Okra:—Although the okra makes a very strong plant—and incidentally is one of the most ornamental of all garden vegetables— the seed is quickly rotted by wet or cold. Sow not earlier than May 25th, in warm soil, planting thinly in drills, about one and a half inches deep, and thinning to a foot or so; cultivate as with corn in drills. All pods not used for soup or stems during summer may be dried and used in winter.
Peas:—With care in making successive sowings, peas may be had during a long season. The earliest, smooth varieties are planted in drills twelve to eighteen inches apart, early in April. These are, however, of very inferior quality compared to the wrinkled sorts, which may now be had practically as early as the others. With the market gardener, the difference of a few days in the maturing of the crop is of a great deal more importance than the quality, but for the home garden the opposite is true.

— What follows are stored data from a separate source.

PR #9999, opened 2026-08-25
Fix self-deadlock on hw_context m_mutex when XDP re-enters add_config().

sawanm-xilinx:
Full-ELF designs hang during hardware-context setup when XDP profiling is enabled.

The bug came in with the full-ELF XDP hook: init_from_elf() calls xrt_core::xdp::update_device(), and its only caller add_config() holds m_mutex across that call. Discovered on VEK385 while validating XDP profiling on full-ELF designs — runs with aie_trace/aie_profile hung before inference and left the AIE partition claimed, requiring a board re-flash. 

m_mutex is now held only around the mutation. add_config() records whether the call performed the initialization, releases the lock, and then calls xdp::update_device(); the call is removed from init_from_elf(), which documents that the caller owns it.

Low. The lock still covers m_hdl creation and all data-structure updates, so no new race is introduced; only the XDP notification moved. The notification remains one-shot per context via the initialized latch, so XDP's re-entrant add_config() calls take the update_from_elf() branch and do not recurse. 

Verified on VEK385 (VE2) hardware with two unrelated full-ELF designs, across all combinations of aie_trace, aie_profile, and ml_timeline. No hangs occurred, and instrumentation output is produced in each case.

### DIFF
--- a/src/runtime_src/core/common/api/xrt_hw_context.cpp
+++ b/src/runtime_src/core/common/api/xrt_hw_context.cpp
@@ -273,6 +273,10 @@ class hw_context_impl : public std::enable_shared_from_this<hw_context_impl>
   // init_from_elf() - Initialize this hwctx from an ELF
   // This function is called if and only if the hwctx has no
   // underlying representation (no m_hdl).
+  //
+  // The caller (add_config()) is responsible for calling
+  // xdp::update_device() once this function has returned and the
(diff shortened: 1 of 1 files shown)


stsoe (approved):

stsoe:
Please sign off.

chvamshi-xilinx (approved):

PR #253, opened 2019-01-21
change test property to reflect proper type

### LINKED ISSUE #252: Invalid definition for interface ICreateRecurringApplicationCharge in index.d.ts
in index.d.ts, ICreateRecurringApplicationCharge is defined as: 
```
interface ICreateRecurringApplicationCharge {
    capped_amount?: number;
    name: string;
    price: number;
    return_url: string;
    terms?: string;
    test?: true | null;
    trial_days?: number;
    trial_ends_on?: string;
  }
```

This causes an error when trying to set `test: true` because according to the interface, `test` is defined as type `true` vs `boolean`:

```
[ts]
Argument of type '{ test: boolean; name: string; price: number; return_url: string; }' is not assignable to parameter of type 'ICreateRecurringApplicationCharge'.
Types of property 'test' are incompatible.
Type 'boolean' is not assignable to type 'true'. [2345]
```

nikmartin:
fixes #252

### DIFF
--- a/index.d.ts
+++ b/index.d.ts
@@ -573,7 +573,7 @@ declare namespace Shopify {
         price: string;
         return_url: string;
         status: "accepted" | "declined" | "expired" | "pending";
-        test: true | null;
+        test: boolean | null;
         updated_at: string;
     }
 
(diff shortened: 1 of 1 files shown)


lpinca:
Thank you.

PR #254, opened 2019-01-25
add 'investigate' to risk enum

nikmartin:
per: https://help.shopify.com/en/api/reference/orders/order-risk#properties


nikmartin:
wrong branch :( - will re-do this request

PR #255, opened 2019-01-25
add 'investigate' to order risk enum

nikmartin:
per: https://help.shopify.com/en/api/reference/orders/order-risk#properties


lpinca:
Thank you.

PR #267, opened 2019-04-09
Add missing properties and alphabetization to several interfaces

msoghoian:
Another pass at maintaining this. Added missing properties to several interfaces, did a bit of alphabetization for readability.


lpinca:
Thanks.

Another method of planting the dwarf-growing kinds is to make beds of four rows, six to eight inches apart, with a two-foot alley between beds. The tall-growing sorts must be supported by brush or in other ways; and are put about four feet apart in double rows, six inches apart. The early varieties if sown in August will usually mature a good fall crop. The early plantings should be made in light, dry soil and but one inch deep; the later ones in deep loam. In neither case should the ground be made too rich, especially in nitrogen; and it should not be wet when the seed is planted.
Pepper:—A dozen pepper plants will give abundance of pods for the average family. The varieties have been greatly improved within recent years in the quality of mildness.

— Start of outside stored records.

PR #268, opened 2019-04-17
[api] Add optional params to inventoryLevels in the Location resource

sarchila:
Unfortunately, the params are undocumented in https://help.shopify.com/en/api/reference/inventory/location#inventory_levels but this resource does indeed take query params including `limit` and `page`, which are crucial if one is getting inventory levels for a location that has many product variants/inventory items.

### DIFF
--- a/resources/location.js
+++ b/resources/location.js
@@ -25,7 +25,7 @@ assign(Location.prototype, omit(base, ['create', 'delete', 'update']));
  * Retrieves a list of inventory levels for a location.
  *
  * @param {Number} id Location ID
- * @param {Object} [params] Optional query params
+ * @param {Object} [params] Query parameters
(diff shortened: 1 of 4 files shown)


resources/location.js
```diff
@@ -28,9 +28,9 @@ assign(Location.prototype, omit(base, ['create', 'delete', 'update']));
  * @return {Promise} Promise that resolves with the result
  * @public
  */
-Location.prototype.inventoryLevels = function inventoryLevels(id) {
+Location.prototype.inventoryLevels = function inventoryLevels(id, params) {
```
lpinca: Can you please add JSDoc for the `params` argument?

sarchila: Sure thing, done. 👍

lpinca:
Thank you.

PR #270, opened 2019-05-03
Add missing type definition for storefrontAccessToken

joshgare:
There was no definition for storefrontAccessToken despite there being a interface for IStorefrontToken. This PR adds this definition and allows Typescript to recognise the methods in storefrontAccessToken.


lpinca:
Thank you.

PR #274, opened 2019-05-20
Add source_identifier to Order interface

joshgare:
Order is missing the property source_identifier when using this node_module in Typescript. This PR will add the missing property to the interface.


lpinca:
Thank you.

PR #276, opened 2019-05-23
Update types

msoghoian:
* `OrderFinancialStatus` was missing `refunded`
* `OrderFulfillmentStatus` was missing `restocked`
* `IOrderAdjustmentMoney` had `amount: number`, but everything i'm seeing in the documentation as well as in the API responses, this value is a `string`. I added it as an OR because I didn't want to cause any breaking changes for anyone depending on that property being a number for whatever reason.

### DIFF
--- a/index.d.ts
+++ b/index.d.ts
@@ -2197,7 +2197,7 @@ declare namespace Shopify {
   }
 
   interface IOrderAdjustmentMoney {
-    amount: number;
+    amount: number | string;
     currency_code: string;
   }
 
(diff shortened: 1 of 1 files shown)


lpinca:
Would you be so kind to prefix commit titles with "[ts]" so I can use the "Rebase and merge" button :).
Thank you.

msoghoian:
You got it! I will try to remember to always do this in the future. Do you prefer one commit per PR or do you like to have smaller more detailed commits like i've done here?

lpinca:
One logical change per commit so it's easy to revert if needed. What you've done here is good.

PR #277, opened 2019-05-24
added missing types

jineshshah36:


index.d.ts
```diff
@@ -2513,6 +2516,10 @@ declare namespace Shopify {
   interface ITRansactionReceipt {
     testcase: boolean;
     authorization: string;
+    balance_transaction?: {
```
lpinca: Is there any documentation available for this?

jineshshah36: the docs say it could have anything in there depending on the gateway so maybe it would be better to make it more flexible

jineshshah36: updated it to be:

```typescript
interface ITRansactionReceipt {
    testcase: boolean;
    authorization: string;
    balance_transaction?: { [k: string]: any };
}
```

PR #278, opened 2019-05-27
[ts] Revise interface ILineItem

Marko-Markovic-5:
price should be a string
add `not_eligible` to possible values of fulfillment status
ref: https://help.shopify.com/en/api/reference/orders/order#line-items-property


lpinca:
Thank you.

Issue #273, opened 2019-05-14
IFulfillmentService has no `id` field


MicheleLambertucci:
Looking at the Shopify API Documentation, [each fulfillment service has an `id` field](https://help.shopify.com/en/api/reference/shipping-and-fulfillment/fulfillmentservice#index). 

The current `IFulfillmentService` in `index.d.ts` doesn't have the `id` field.

lpinca:
PR's welcome.

PR #279, opened 2019-05-29
[ts] Add missing properties to IFulfillmentService

msoghoian:
These are partially undocumented properties that are not yet listed in the main table of properties here: https://help.shopify.com/en/api/reference/shipping-and-fulfillment/fulfillmentservice#properties

But these properties are returned with the api calls to this endpoint, and are documented in the response objects on that same page: https://help.shopify.com/en/api/reference/shipping-and-fulfillment/fulfillmentservice#index

### DIFF
--- a/index.d.ts
+++ b/index.d.ts
@@ -1486,13 +1486,17 @@ declare namespace Shopify {
 
   interface IFulfillmentService {
     callback_url: string;
+    email: string | null;
     format: 'json';
     handle: string;
+    id: number;
+    include_pending_stock: boolean;
     inventory_management: boolean;
     location_id: number;
     name: string;
     provider_id: number | null;
     requires_shipping_method: boolean;
+    service_name: string | null;
     tracking_support: boolean;
   }
 


index.d.ts
```diff
@@ -1486,13 +1486,17 @@ declare namespace Shopify {
...
     format: 'json';
     handle: string;
+    id: number;
+    include_pending_stock: boolean;
     inventory_management: boolean;
     location_id: number;
     name: string;
     provider_id: number | null;
     requires_shipping_method: boolean;
+    service_name: string | null;
```
lpinca: Can this be `null`?

lpinca:
It seems this also fixes #273.

index.d.ts
msoghoian: I'm not sure, but because it's officially undocumented in the table of properties, I did not want to set it as a hard requirement. 

Based on the numerous API calls i've made to shopify, I think this is probably always only going to be a `string`, but I don't know that 100% for sure. I would have no arguments if you think we should remove `null` here.

lpinca:
Thank you.

PR #460, opened 2021-02-08
fix: ICollectionListing.collection_id definition

builtbylane:
ICollectionListing.collection_id is a number, not a string


lpinca (approved):

lpinca:
Thank you.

The culture recommended for egg-plant is applicable also to the pepper. The main difference is that, although the pepper is very tender when young, the crop maturing in the autumn will not be injured by considerable frost.

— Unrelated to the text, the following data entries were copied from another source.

PR #461, opened 2021-02-11
[ts] Fix ITransaction["receipt"] typing

tkalliom:
The API specification states that the “value of `Transaction["receipt"]` depends on which gateway the shop is using”. It would appear that the current typings describe a receipt from Stripe.

I’m not totally certain what the best way to type this would be. At least with this type, it should possible to make typeguards for known gateways.

### DIFF
--- a/index.d.ts
+++ b/index.d.ts
@@ -2782,14 +2782,6 @@ declare namespace Shopify {
   type TransactionSourceName = 'android' | 'iphone' | 'pos' | 'web';
   type TransactionStatus = 'error' | 'failure' | 'pending' | 'success';
 
-  interface ITRansactionReceipt {
-    testcase: boolean;
-    authorization: string;
-    balance_transaction?: {
-      [k: string]: any;
-    };
-  }
-
   interface ITransaction {
     amount: string;
     authorization: string;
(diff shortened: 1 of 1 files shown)


index.d.ts
```diff
@@ -2807,7 +2799,7 @@ declare namespace Shopify {
     payment_details: IPaymentDetails;
     parent_id: number;
     processed_at: string;
-    receipt: ITRansactionReceipt;
+    receipt: Record<string, unknown>;
```
lpinca, line 2802: I think this is not backwards compatible with TypeScript 2.

tkalliom: `Record` was introduced in TypeScript 2.1: https://www.typescriptlang.org/docs/handbook/release-notes/typescript-2-1.html#partial-readonly-record-and-pick

lpinca: Yes but AFAIK `unknown` was introduced in TypeScript

tkalliom: Ah, you’re right. Changed to `any`

lpinca (approved):

lpinca:
Thank you.

PR #467, opened 2021-03-18
Fix require - use package.json instead of package

olliechick:


lpinca:
Thanks but this is not needed. See https://nodejs.org/api/modules.html#modules_file_modules.

olliechick:
I'm getting the error:

```
Error: ./node_modules/shopify-api-node/index.js
Module not found: Error: Can't resolve './package' in '/app/node_modules/shopify-api-node'
resolve './package' in '/app/node_modules/shopify-api-node'
  using description file: /app/node_modules/shopify-api-node/package.json (relative path: .)
    Field 'browser' doesn't contain a valid alias configuration
    using description file: /app/node_modules/shopify-api-node/package.json (relative path: ./package)
      no extension
        Field 'browser' doesn't contain a valid alias configuration
        /app/node_modules/shopify-api-node/package doesn't exist
      .ts
        Field 'browser' doesn't contain a valid alias configuration
        /app/node_modules/shopify-api-node/package.ts doesn't exist
      .tsx
        Field 'browser' doesn't contain a valid alias configuration
        /app/node_modules/shopify-api-node/package.tsx doesn't exist
      .mjs
        Field 'browser' doesn't contain a valid alias configuration
        /app/node_modules/shopify-api-node/package.mjs doesn't exist
      .js
        Field 'browser' doesn't contain a valid alias configuration
        /app/node_modules/shopify-api-node/package.js doesn't exist
      as directory
        /app/node_modules/shopify-api-node/package doesn't exist
[/app/node_modules/shopify-api-node/package]
[/app/node_modules/shopify-api-node/package.ts]
[/app/node_modules/shopify-api-node/package.tsx]
[/app/node_modules/shopify-api-node/package.mjs]
[/app/node_modules/shopify-api-node/package.js]
 @ ./node_modules/shopify-api-node/index.js 9:12-32
```

olliechick:
I fixed it by adding `config.resolve.extensions.push('.json')` to the `module.exports` of my webpack config (where `config` is the object returned)

PR #477, opened 2021-03-31
Implemented IPaginatedResult for supported endpoints

metasloth:
This is the continued/remaining effort to complete #447, and is also relevant to #288.

Resolves [this additional request](https://github.com/MONEI/Shopify-api-node/pull/447#issuecomment-809596052) by @lpinca:
> It should be done for all [supported endpoints](https://shopify.dev/tutorials/make-paginated-requests-to-rest-admin-api#supported-endpoints).

PR #479, opened 2021-04-01
Fixed nested array type error with new IPaginatedResults type

metasloth:
My recent PR #477 added redundant array type signature responses because I forgot how generics work 🤦 .

This makes typescript think that the promise results are an array of arrays, as seen below:
image

I removed all erroneous array signatures and actually tested the code in practice this time to make sure it works as expected!


lpinca (approved):

lpinca:
Thank you.

PR #481, opened 2021-04-08
[ts] Corrected ICarrierItem type definition.

YourWishes:
Carrier callback requests type from Shopify was expecting line item properties to be in format of;
`{ name: string, value: string }[]`
when the correct type is instead;
`{ [key: string]: string; }`


lpinca (approved):

lpinca:
Thank you.

PR #483, opened 2021-04-22
Fix type definitions

gabrielvincent:
This pull request fixes the following type definitions:

~`province: string`~  ->  `province: string | null`
~`province_code: string`~  ->  `province_code: string | null`
~`latitude: string`~  -> `latitude: number | null`
~`longitude string`~  -> `longitude: number | null` 

Example of actual data sent by the Shopify API:

types
_`province` can be `null`. `latitude`/`longitude` are `number`_

types2
_`latitude`/`longitude` can be `null`_

### DIFF
--- a/index.d.ts
+++ b/index.d.ts
@@ -1391,12 +1391,12 @@ declare namespace Shopify {
     first_name: string;
     id: number;
     last_name: string;
-    latitude: string;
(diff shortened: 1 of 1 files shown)


lpinca:
Thank you.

Pumpkin:—The "sugar" or "pie" varieties of the pumpkin are the only ones used in garden culture, and these only where there is plenty of ground for all other purposes. The culture is the same as that for late squashes, which follows.
Squash:—For the earliest squash the bush varieties of Scallop are used; to be followed by the summer Crookneck and other summer varieties, best among which are the Fordhook and Delicata. For all, hills should be prepared as described at the beginning of this section and in addition it is well to mix with manure a shovelful of coal ashes, used to keep away the borer, to the attack of which the squash is particularly liable. The cultivation is the same as that used for melons or cucumbers, except that the hills for the winter sorts must be at least eight feet apart and they are often put twelve.
Tomato:—For the earliest crop, tomatoes are started about March 1st. They should be twice transplanted, and for best results the second transplanting should be put into pots—or into the frames, setting six to eight inches each way. They are not set out until danger of frost is over, and the ground should not be too rich; old manure used in the hill, with a dressing of nitrate at setting out, or a few days after, will give them a good start. According to variety, they are set three to five feet apart—four feet, where staking or trellising is given, as it should always be in garden culture, will be as much as the largest- growing plants require. It will pay well, both for quality and quantity of fruit, to keep most of the suckers cut or rubbed off. The ripening of a few fruits may be hastened by tying paper bags over the bunches, or by picking and ripening on a board in the hot sun. For ripening fruit after frost see Chapter XIV.
A sharp watch should be kept for the large green tomato-worm, which is almost exactly the color of the foliage. His presence may first be noticed by fruit and leaves eaten. Hand-picking is the best remedy. Protection must be made against the cutworm in localities where he works.
All the above, of course, will be considered in connection with the tabulated information as to dates, depths and distances for sowing, quantities, etc., given in the table in Chapter IV, and is supplemented by the information about insects, diseases and harvesting given in Chapters XIII and XIV, and especially in the Chapter on Varieties which follows, and which is given separately from the present chapter in order that the reader may the more readily make out a list, when planning his garden or making up his order sheet for the seedsman.